If you look at the pattern for checking return values

ok = pipe(p); check(ok, "create pipe");

you might be wondering why we don't just combine it into one:

check(pipe(p), "create pipe");

This is absolutely fine except if we want to debug the function being called, as it makes using the debugger's step features more complicated (more on this in future weeks of this unit). It's just a personal preference of mine not to combine the two.

Of course, if you want to use line-based features of debuggers like breakpoints a lot, you might even want to put the check on a separate line.
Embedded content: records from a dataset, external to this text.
PR #2587, opened 2022-01-12
feat: Add 'Institution' field to book info

### LINKED ISSUE #2407: Add 'Institution' field to book info
Part of https://github.com/pressbooks/ideas/issues/404

We should make the following changes in Pressbooks
- [x] Create a new Institution list in our symbionts folder (see ideas below -- but we can start with JSON file from Ontario)
- [x] Create a new book info field called ‘Institution’ which will allow book authors to select one or more of the institutions available in their network’s ‘Institutions’ list. Provide text to allow users to suggest a new institution
- [x] Add institution field to API and include in cloning routine 

## Notes
For the first item, we would prefer to have institutions function as a controlled vocabulary/taxonomy. I think the most ideal option would be to create/use a prebuilt controlled vocabulary/list of institutions (which would then function like Thema subject headings), though I don't know whether we could create/find such a list or whether we'd want to maintain this. One option might be https://univ.cc/? Alternatively, we could allow institutions to be be created/maintained at the network level only by super admins/network managers. I don't understand how/whether a network level taxonomy can be shared with books/sites, nor do I have a clear idea what would/should happen when a book was cloned. At its simplest, network managers could simply input several institutions, one per line, the way we allow them to maintain an iframe Allowlist:
Screenshot from 2022-01-05 19-18-45 
We could also simply let this be a free-entry field in book info, and treat each line as a separate entity? 

This is currently [blocked in Asana](https://app.asana.com/0/1199100224616909/1200482439883299) by "Revamp Aldine theme." See https://github.com/pressbooks/pressbooks-aldine/issues/242

fdalcin:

You might have wondered if the problem with the all-in-one pattern is that it "swallows" the return value. That is not a problem: we could adapt check to return its first parameter as the return value if it's not an error, then where you do need the value you can do things like

int pid = check(fork(), "trying to fork");
if (pid > 0 ) { /* parent */ }
else { /* child */ }

This is one of several patterns for error handling you will see in C, although this particular one is commonly implemented as a macro so it can also print the file and line where the error occurred:

#define check(ok, where) _check(ok, where, __FILE__, __LINE__)
int _check(int ok, char *where, char *file, int line) {
  if (ok < 0) {
    fprintf(stderr, "Error at %s on line %i while %s: %s\n", 
            file, line, where, strerror(errno));
    exit(1);
  }
  return ok;
}

Since C99 you can also use __func__ to get the name of the current function.

You will find various patterns like this a lot if you start looking into real C code bases. Of course, most real programs will try to handle an error where possible rather than just exit the whole program.